Appearing like a mirage when conditions are just right, a small waterfall spilling off the side of El Capitan in Yosemite National Park turns from a misty stream of white water to a smoldering coil of what looks like radiant fire.

Officially named Horsetail Fall, this innocuous flow of water is easily overlooked when feating on the mountainous vista of El Capitan. To see it transform into the Firefall takes patience and luck, affording a rare visit for just two short weeks a year.


The fall itself only flows when the snow has built up enough and begins to melt. The snow conditions also have to line up with the last two weeks of February, when the Sun shines just right across the edge of El Capitan to illuminate the water. The sky itself also has to be very clear for the light to react correctly.
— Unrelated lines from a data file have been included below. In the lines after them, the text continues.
PR #856, opened 2020-05-18
default to openapi when importing yaml/json and handle swagger files …

anz-gordonj7:
…via openapi importer

```
import spec.yaml # originally assumed it was swagger, would silently fail if it was openapi
import spec.yaml ~openapi3 # this forced it to openapi and worked

```

This PR changes the import handling so any yaml which isnt explicitly moded will be loaded via the OpenAPI handler which will offload a swagger doc to the swagger loader.


ashwinsajiv:
LGTM

PR #866, opened 2020-05-25
Refactorforcatalog

ashwinsajiv:
Data model diagram for mermaid for a specific type


pkg/mermaid/datamodeldiagram/datamodeldiagram.go
```diff
@@ -10,6 +10,10 @@ import (
 
 //cause linter..
 const ref = "ref"
+const enum = "enum"
+const mapS = "map"
+const relation = "relation"
+const tuple = "tuple"
```
cuminandpaprika, line 16: These could be declared in a const block, might be a bit cleaner

const (
   ref         = "ref"
   enum    = "enum"
   mapS    = "map"
   relation = "relation"
   tuple     = "tuple"
)

pkg/mermaid/datamodeldiagram/datamodeldiagram.go
```diff
@@ -10,6 +10,10 @@ import (
 
 //cause linter..
```
cuminandpaprika, line 11:
```suggestion
// Remove goconst linter warnings
```

pkg/mermaid/datamodeldiagram/datamodeldiagram.go
ashwinsajiv: Addressed!

pkg/mermaid/datamodeldiagram/datamodeldiagram.go
ashwinsajiv: Addressed!

pkg/mermaid/datamodeldiagram/datamodeldiagramwithappandtype.go
```diff
@@ -0,0 +1,81 @@
...
+	mapper.ConvertTypes()
+	return generateDataModelDiagramWithAppAndTypeHelper(mapper.SimpleTypes, appName, typeName,
+		&[]externalLink{}, &[]string{}, &[]externalLink{})
+}
+
+func generateDataModelDiagramWithAppAndTypeHelper(simpleTypes map[string]*syslwrapper.Type, appName string,
+	typeName string, externalLinks *[]externalLink, appTypes *[]string, eLinks *[]externalLink) (string, error) {
+	var result string
+	appType1 := fmt.Sprintf("%s:%s", appName, typeName)
+	result = "%% AUTOGENERATED CODE -- DO NOT EDIT!\n\nclassDiagram\n"
```
cuminandpaprika, line 23: `%% AUTOGENERATED CODE -- DO NOT EDIT!\n\nclassDiagram\n` is also defined in datamodeldiagram.go, perhaps it'd be defined as a single constant, that can be shared?

I think it'd also be cleaner to give them names like so
```
const generatedHeader =""%% AUTOGENERATED CODE -- DO NOT EDIT!\n" 
const classDiagramHeader ="\nclassDiagram\n"
```

ashwinsajiv: Addressed!

pkg/mermaid/datamodeldiagram/datamodeldiagramwithappandtype.go
```diff
@@ -0,0 +1,81 @@
...
+		result += fmt.Sprintf(" class %s {\n", mermaid.CleanString(appType))
+		switch typeValue.Type {
+		case relation, tuple:
+			result += printProperties(typeValue.Properties, appType, externalLinks)
+		case enum:
+			result += printEnum(typeValue.Enum)
+		case mapS:
+			result += printMap(typeValue.Properties, appType, typeValue.PrimaryKey, externalLinks)
+		default:
+			result += ""
```
cuminandpaprika, line 48: Maybe logging a warning here would be better? `result +=""` doesn't do anything right?

pkg/mermaid/integrationdiagram/integrationdiagram.go
```diff
@@ -15,12 +15,30 @@ type integrationPair struct {
...
+//The resulting string is the mermaid code for the integration diagram
 func GenerateIntegrationDiagram(m *sysl.Module, appName string) (string, error) {
+	if appName == "" {
+		return generateEntireIntegrationDiagramHelper(m, &[]integrationPair{})
+	}
 	return generateIntegrationDiagramHelper(m, appName, &[]integrationPair{}, true)
 }
 
-//generateIntegrationDiagramHelper is a helper which has additional arguments which need not be entered by the user
+//generateEntireIntegrationDiagramHelper is a helper which is generates an entire integration diagram
```
cuminandpaprika, line 26: I think the function name is a bit confusing, at least I can't seem to fully grasp what it does from the name.

Does it general an integration diagram for ALL applications?
Maybe `generateFullDiagram` or `generateAll`

pkg/mermaid/integrationdiagram/integrationdiagram.go
```diff
@@ -15,12 +15,30 @@ type integrationPair struct {
 }
 
 //GenerateIntegrationDiagram accepts an application name as input and returns a string (and an error if any)
-//The resulting string is the mermaid code for the integration diagram for that application
+//The resulting string is the mermaid code for the integration diagram
```
cuminandpaprika, line 18: Just looking for some clarification for this function, what's the reason behind wrapping `generateEntireIntegrationDiagramHelper ` and `generateIntegrationDiagramHelper ` in a single function here instead of having 
`GenerateEntireIntegrationDiagram` and `GenerateIntegrationDiagram` as two public functions?

It seems to me like it'd be easier for users to use whichever one is appropriate, rather than needing to know that passing an empty string into the appName param will generate a diagram for everything

pkg/mermaid/datamodeldiagram/datamodeldiagramwithappandtype.go
ashwinsajiv: the class diagram header isn't repeated, hence I haven't changed it.

pkg/mermaid/datamodeldiagram/datamodeldiagramwithappandtype.go
ashwinsajiv: Yes! I will added a logger once I get the initial implementation working on catalog. I have a tracker for that issue.

pkg/mermaid/integrationdiagram/integrationdiagram.go
ashwinsajiv: Yep, makes sense. I'll split them into two functions.

pkg/mermaid/integrationdiagram/integrationdiagram.go
ashwinsajiv: Yep, I'll change that!

ashwinsajiv:
> Looks really good overall, you've split up the functions really well so they're nice and small. Just a few small nitpicks about duplication of strings between `datamodeldiagram.go` and `datamodeldiagramwithappandtype.go`
> 
> Also, have you added some new tests for `datamodeldiagramwithappandtype.go`?
> 
> One last nitpick: Could we possibly use something a bit shorter than `datamodeldiagramwithappandtype.go`?
> 
> I actually wouldn't mind seeing datamodeldiagramwithappandtype moved into `datamodeldiagram.go` since it's handling the same concern: generating datamodel diagrams. If you needed to change some behaviour in the future, you'd want to make changes to both files. Also that way, it's easier to see any duplications, and you can put for example `GenerateDataModelDiagramWithAppAndType` right below `GenerateDataModelDiagram`. Thoughts?

Yeah can do that, there aren't going to be any duplication but the feature itself was kinda getting bigger and I wanted to split it. I'll put them together if that is more readable.

pkg/mermaid/datamodeldiagram/datamodeldiagramwithappandtype.go
cuminandpaprika: 👍

pkg/mermaid/datamodeldiagram/datamodeldiagram.go
```diff
@@ -8,44 +8,101 @@ import (
...
+		&[]externalLink{}, &[]string{}, &[]externalLink{})
+}
+
+//generateDataDiagramWithAppAndTypeHelper is a helper which has additional arguments
+func generateDataDiagramWithAppAndTypeHelper(simpleTypes map[string]*syslwrapper.Type, appName string,
+	typeName string, externalLinks *[]externalLink, appTypes *[]string, eLinks *[]externalLink) (string, error) {
+	var result string
+	appType1 := fmt.Sprintf("%s:%s", appName, typeName)
+	result = mermaid.GeneratedHeader + "classDiagram\n"
+	for appType, value := range simpleTypes {
```
cuminandpaprika, line 49: Looks like this for loop is duplicated at line 89? (I might've missed a difference). Could this be pulled out into a function, that gets reused between generateDataDiagramWithAppAndTypeHelper and generateFullDataDiagramHelper?

ashwinsajiv: Just a tiny difference, I reused the same to get all the possible links between types. That one doesn't actually build the string.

The temperamental conditions of the Firefall meant that very few knew about it for decades. Renowned National parks photographer Ansel Adams snapped images of the fall in the mid-century, but because he used black and white, historians aren’t even sure he knew the flow turned red. It wasn’t until the 1970s that the first picture of the Firefall is known to exist, but, since then, photographers from all over the world have gathered each February hoping for a chance at seeing the Firefall for themselves.

Onlookers note that the water doesn’t just look like it’s being cast in red light, but seems to glow. Though only a trickle of water is necessary to pick up the sunset’s color, some years can be pretty paltry. Extended drought in 2018 reduced the flow to just drops, stunting the Firefall.